PR #700, opened 2015-08-13
TEST: add tests for AffineMap

omarocegueda:
This PR just adds tests for the AffineMap class.

### DIFF
--- a/dipy/align/imaffine.py
+++ b/dipy/align/imaffine.py
@@ -147,7 +147,7 @@ class AffineMap(object):
         self.affine_inv = None
         if self.affine is None:
             return
-        if np.any(np.isnan(affine)) or np.any(np.isinf(affine)):
+        if not np.all(np.isfinite(affine))
             raise AffineInversionError('Affine contains invalid elements')
         try:
             self.affine_inv = npl.inv(affine)
--- a/dipy/align/imaffine.py
+++ b/dipy/align/imaffine.py
@@ -563,10 +563,6 @@ class MutualInformationMetric(object):
         H = self.histogram  # Shortcut to `self.histogram`
         grad = None  # Buffer to write the MI gradient into (if needed)
         if update_gradient:
-            # Re-allocate buffer for the gradient, if needed
-            n = params.shape[0]  # Number of parameters
-            if (self.metric_grad is None) or (self.metric_grad.shape[0] != n):
-                self.metric_grad = np.empty(n)
             grad = self.metric_grad
             # Compute the gradient of the joint PDF w.r.t. parameters
             if self.sampling_proportion is None:  # Dense case
--- a/dipy/align/imaffine.py
+++ b/dipy/align/imaffine.py
@@ -147,7 +147,7 @@ class AffineMap(object):
         self.affine_inv = None
         if self.affine is None:
             return
-        if not np.all(np.isfinite(affine))
+        if not np.all(np.isfinite(affine)):
             raise AffineInversionError('Affine contains invalid elements')
         try:
             self.affine_inv = npl.inv(affine)
--- a/dipy/align/imaffine.py
+++ b/dipy/align/imaffine.py
@@ -144,7 +144,7 @@ class AffineMap(object):
         if self.affine is None:
             self.affine_inv = None
             return
-        if np.any(np.isnan(affine)):
+        if np.any(np.isnan(affine)) or np.any(np.isinf(affine)):
             raise AffineInversionError('Affine contains invalid elements')
         try:
             self.affine_inv = npl.inv(affine)
@@ -223,8 +223,9 @@ class AffineMap(object):
         shape = np.array(sampling_grid_shape, dtype=np.int32)
 
         # Verify valid image dimension
-        if dim < 2 or dim > 3:
-            raise ValueError('Undefined transform for dimension: %d' % (dim,))
+        img_dim = len(image.shape)
+        if img_dim < 2 or img_dim > 3:
+            raise ValueError('Undefined transform for dim: %d' % (img_dim,))
 
         # Obtain grid-to-world transform for sampling grid
         if sampling_grid2world is None:
@@ -427,6 +428,8 @@ class MutualInformationMetric(object):
             interpolation artifacts. The default is None, implying no
             pre-alignment is performed.
         """
+        n = transform.get_number_of_parameters()
+        self.metric_grad = np.zeros(n, dtype=np.float64)
         self.dim = len(static.shape)
         if moving_grid2world is None:
             moving_grid2world = np.eye(self.dim + 1)
--- a/dipy/align/imaffine.py
+++ b/dipy/align/imaffine.py
@@ -132,6 +132,9 @@ class AffineMap(object):
     def set_affine(self, affine):
         """ Sets the affine transform (operating in physical space)
 
+        Also sets `self.affine_inv` - the inverse of `affine`, or None if
+        there is no inverse.
+
         Parameters
         ----------
         affine : array, shape (dim + 1, dim + 1)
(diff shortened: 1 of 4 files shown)


dipy/align/tests/test_imaffine.py
```diff
@@ -312,7 +320,232 @@ def test_mi_gradient():
...
+        enorm = npl.norm(expected)
+        anorm = npl.norm(actual)
         nprod = dp / (enorm * anorm)
         assert(nprod >= 0.99)
+
+
+def create_affine_transforms(dim, translations, rotations, scales, rot_axis=None):
+    r""" Creates a list of affine transforms with all combinations of params
+
+    This function is intended to be used for testing only. It generates
```
arokem: Why is this function only for testing? I can see this being useful elsewhere as well.

dipy/align/tests/test_imaffine.py
```diff
@@ -312,7 +320,232 @@ def test_mi_gradient():
...
+        for affine in gt_affines:
+
+            # make both domain point to the same physical region
+            # It's ok to use the same transform, we just want to test
+            # that this information is actually being considered
+            domain_grid2world = affine
+            codomain_grid2world = affine
+            grid2grid_transform = affine
+
+            # Evaluate the transform with vector_fields module (already tested)
```
arokem: What does it mean that it's "already tested". Does that mean that we treat this as ground truth here?

dipy/align/tests/test_imaffine.py
```diff
@@ -312,7 +320,232 @@ def test_mi_gradient():
...
+            assert_array_almost_equal(actual_nn, expected_nn)
+
+            # Test set_affine with valid matrix
+            affine_map.set_affine(affine)
+            if affine is None:
+                assert(affine_map.affine is None)
+                assert(affine_map.affine_inv is None)
+            else:
+                assert_array_equal(affine, affine_map.affine)
+                actual = affine_map.affine.dot(affine_map.affine_inv)
```
arokem: This is just to show that these properties really are the inverses of each other?

dipy/align/tests/test_vector_fields.py
```diff
@@ -798,13 +798,9 @@ def test_affine_transforms_2d():
     shape = np.array(codomain_shape, dtype=np.int32)
     # Exceptions from transform_2d
     assert_raises(ValueError, vfu.transform_2d_affine, circle, shape, invalid)
-    assert_raises(ValueError, vfu.transform_2d_affine, circle, shape, invalid)
-    assert_raises(ValueError, vfu.transform_2d_affine, circle, shape, invalid)
```
arokem: These were just repeated here? Curious.

dipy/align/vector_fields.pyx
```diff
@@ -19,6 +19,8 @@ def is_valid_affine(double[:, :] M, int dim):
         return False
     if np.any(np.isnan(M)):
         return False
+    if np.any(np.isinf(M)):
+        return False
```
arokem: Nice one. You could use `np.isfinite` to catch both of these.

dipy/align/tests/test_imaffine.py
omarocegueda: Oh! really!? I don't imagine an application other than generating some random transforms for testing. Where do you think we should put it? some `utilities` module?

dipy/align/tests/test_imaffine.py
omarocegueda: Yes, exactly, `transform_2d_affine` and `transform_3d_affine` have their own tests, which compare against scipy's `map_coordinates`. In this case, the test is much cleaner by using `transform_2d_affine` and `transform_3d_affine` as oracles instead of creating the full coordinate arrays to call `map_coordinates`.

dipy/align/tests/test_imaffine.py
omarocegueda: Yes. Too paranoid? =)

dipy/align/tests/test_vector_fields.py
omarocegueda: Yes... in Notepad++, Ctrl+d means "duplicate current line" and 'd' is just besides 's'... I guess I accidentally pressed 'd' (twice?! =S) attempting to save...

dipy/align/vector_fields.pyx
omarocegueda: Thanks! fixed.

dipy/align/tests/test_vector_fields.py
arokem: Notepad++?! You are a strange individual :-)

dipy/align/tests/test_imaffine.py
arokem: Yes - I would think something like that. Anyone else have strong opinions about this one?

arokem:
Except for the controversy around whether that one function belongs in the tests, or somewhere else, I am pleased with all this, but I have a hard time determining whether this covers all we need. Would be good if someone else with a knowledge of this part of the codebase (e.g., @matthew-brett ) took a look at this.

dipy/align/imaffine.py
```diff
@@ -140,10 +143,10 @@ def set_affine(self, affine):
             transformation.
         """
         self.affine = affine
+        self.affine_inv = None
         if self.affine is None:
-            self.affine_inv = None
             return
-        if np.any(np.isnan(affine)):
+        if np.any(np.isnan(affine)) or np.any(np.isinf(affine)):
```
matthew-brett: `if not np.all(np.isfinite(affine))` ?

dipy/align/imaffine.py
```diff
@@ -222,8 +225,9 @@ def _apply_transform(self, image, interp='linear', image_grid2world=None,
         shape = np.array(sampling_grid_shape, dtype=np.int32)
 
         # Verify valid image dimension
-        if dim < 2 or dim > 3:
-            raise ValueError('Undefined transform for dimension: %d' % (dim,))
+        img_dim = len(image.shape)
```
matthew-brett: Sorry to be lazy - so this was previously a bug right?  In that you were checking the output dims rather than the input dims?  Do the current tests check for this?

dipy/align/imaffine.py
omarocegueda: Fixed, thanks!

dipy/align/imaffine.py
omarocegueda: Yes, actually I found this bug while writing the tests for the exceptions. Here I verify that the exception is raised when attempting to transform an image of dimension 2 and 4:
https://github.com/nipy/dipy/pull/700/files#diff-5a512c70f85666010a0c8c3d13db8f3aR508

dipy/align/tests/test_vector_fields.py
omarocegueda: Thank you?... I guess... =P

dipy/align/tests/test_imaffine.py
matthew-brett: No strong opinion, but why not leave it in the test module for now, and see if anyone has use for it?

Garyfallidis:
@omarocegueda rebase to remove the rbf error. Then you have some other tests failing. Keep it up!

omarocegueda:
Rebased, thanks!

arokem:
This looks ready to merge. If no one objects, I will go ahead and do that some time next week.

omarocegueda:
Great! =) thanks Ariel!

omarocegueda:
Thanks Ariel! I'm so happy that buildbots didn't complain this time =)

arokem:
Yeah - it's like a small miracle when that happens...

EXERCISE PROMPT
Work out how many lines of the data include the word "AffineMap". Then write only that number.

WRITTEN RESPONSE
7